The DOL may consider other factors not listed in the regulations but only if they in some way indicate whether the worker is in business for him- or herself as opposed to being economically dependent on the potential employer for work.

One of the more controversial regulations states that the actual practices of the worker and potential employer are more relevant to the DOL’s test than their respective contractual rights or what control the potential employer may theoretically exert. For example, the DOL will view a worker’s theoretical ability to negotiate prices or work for competing businesses as less meaningful if the worker is prevented from exercising such rights. Likewise, the DOL may give a potential employer’s contractual authority to supervise or discipline a worker less weight if the potential employer never exercises this authority. This interpretation of the FLSA may be interpreted as at odds with case law precedent in a number of jurisdictions holding that an employer’s right to control the manner and means of a worker’s work is probative of employment status.1

In the regulations, the DOL provides several hypothetical examples in which it applies the above factors, emphasizing that neither measures implemented by a potential employer in order to comply with specific legal obligations nor a great disparity in investment between a worker and potential employer that is irrelevant to the worker’s opportunity for profit or loss would indicate employment status. However, performance of the same work as that performed by employees of a potential employer, in coordination with those employees, would favor employee status.

The future of the Final Rule is uncertain for several reasons. The Biden administration is expected to issue a directive to all agencies to delay the effective date of any pending regulation. During this period, the Biden administration could rescind this rule and propose another, or Congress could pass a joint resolution disapproving of the rule under the Congressional Review Act (CRA).
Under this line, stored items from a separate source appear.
PR #77, opened 2023-04-25
[Internal Manager] Adapt to accept transfer workflow

luizakp:
This PR adds UI and form validator support for transfers

https://www.loom.com/share/e6b3c1d3eb7f4eb68684c0d53623f8a1


packages/next-app/src/app/internalmanager/[network]/[operationKind]/[tokenAddress]/page.tsx
```diff
@@ -76,28 +82,32 @@ export default function Page({
     switch (operationKind) {
```
Comment (mendesfabio) [inline packages/next-app/src/app/internalmanager/[network]/[operationKind]/[tokenAddress]/page.tsx:82]: why did you create this switch case? any benefits you see? I personally prefer to do this using enum + dict/record

mendesfabio (dismissed):

PR #79, opened 2023-04-26
add deploy-preview workflow

ribeirojose:


.github/workflows/deploy-preview.yml
```diff
@@ -0,0 +1,39 @@
+name: Deploy PR preview app to Fly
+
+on:
+  pull_request:
+    types: [opened, reopened, synchronize, closed]
+
```
mendesfabio, line 6: think we should filter by path, don't need to deploy the app on every PR

```
    paths:
      - "packages/next-app/**"
 ```

mendesfabio: same applies to other actions actually, we're running foundry on PRs that only changes the Next app

mendesfabio (approved):

.github/workflows/deploy-preview.yml
ribeirojose: We're seldom making PRs w/o changes to the next app, so I think that's not as relevant right now. Would probably spend more time than save so I'll add both suggestions as improvements to our backlog

PR #81, opened 2023-04-27
[Balancer Tools] add UI to unsupported chains in certain

luizakp:
https://www.loom.com/share/5b7233b2885341c6a2e10f660420fc6c


mendesfabio (commented):
looks good, but I would take the opposite approach: instead of passing the `unsupported` chain would pass the `supported` - also think this should be a list instead of a single item. please, correct me if I'm wrong, but I'm just afraid we add X chain to the network switch and forget to config that Internal Manager doesn't support, breaking the app there. What do you think @luizakp?

luizakp:
> looks good, but I would take the opposite approach: instead of passing the `unsupported` chain would pass the `supported` - also think this should be a list instead of a single item. please, correct me if I'm wrong, but I'm just afraid we add X chain to the network switch and forget to config that Internal Manager doesn't support, breaking the app there. What do you think @luizakp?

Agree it should be a list. About being `supported` we will have to remember to add too, if we forget instead of breaking the app, the user will think the app is not available on the X chain, which I think is better

packages/next-app/src/app/internalmanager/layout.tsx
```diff
@@ -20,12 +21,12 @@ export default function Layout({ children }: { children: React.ReactNode }) {
           imageSrc={balancerSymbol}
         />
         <InternalManagerProvider>
-          <CheckUnsupportedChain
-            unsupportedChain="Polygon"
-            chainName={chain?.name}
+          <CheckSupportedChains
+            supportedChains={["Ethereum", "Goerli"]}
```
mendesfabio, line 25: I remember we have a `Network` enum somewhere, should instead use it and make any changes if needed because e.g. here we have Ethereum and there IIRC Mainnet.

mendesfabio (approved):
Just one last improvement and then feel free to merge =)

PR #394, opened 2023-07-13
Added max-width to legend to prevent long text from filling screen

jtroberts:
## Purpose
- I have legend values with long descriptive text that are expanding the legend to fill nearly the entire screen.
## Proposed Changes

Enactment of a resolution under the CRA would take the rule out of effect or prevent it from going into effect, and the agency would be prohibited from issuing a rule that is “substantially the same” without further authorization from Congress.


1 See, e.g., Razak v. Uber Techs., Inc., 951 F.3d 137, 142 (3d Cir. 2020); Keller v. Miri Microsys. LLC, 781 F.3d 799, 807 (6th Cir. 2015); Real v. Driscoll Strawberry Assocs., Inc., 603 F.2d 748, 754 (9th Cir. 1979).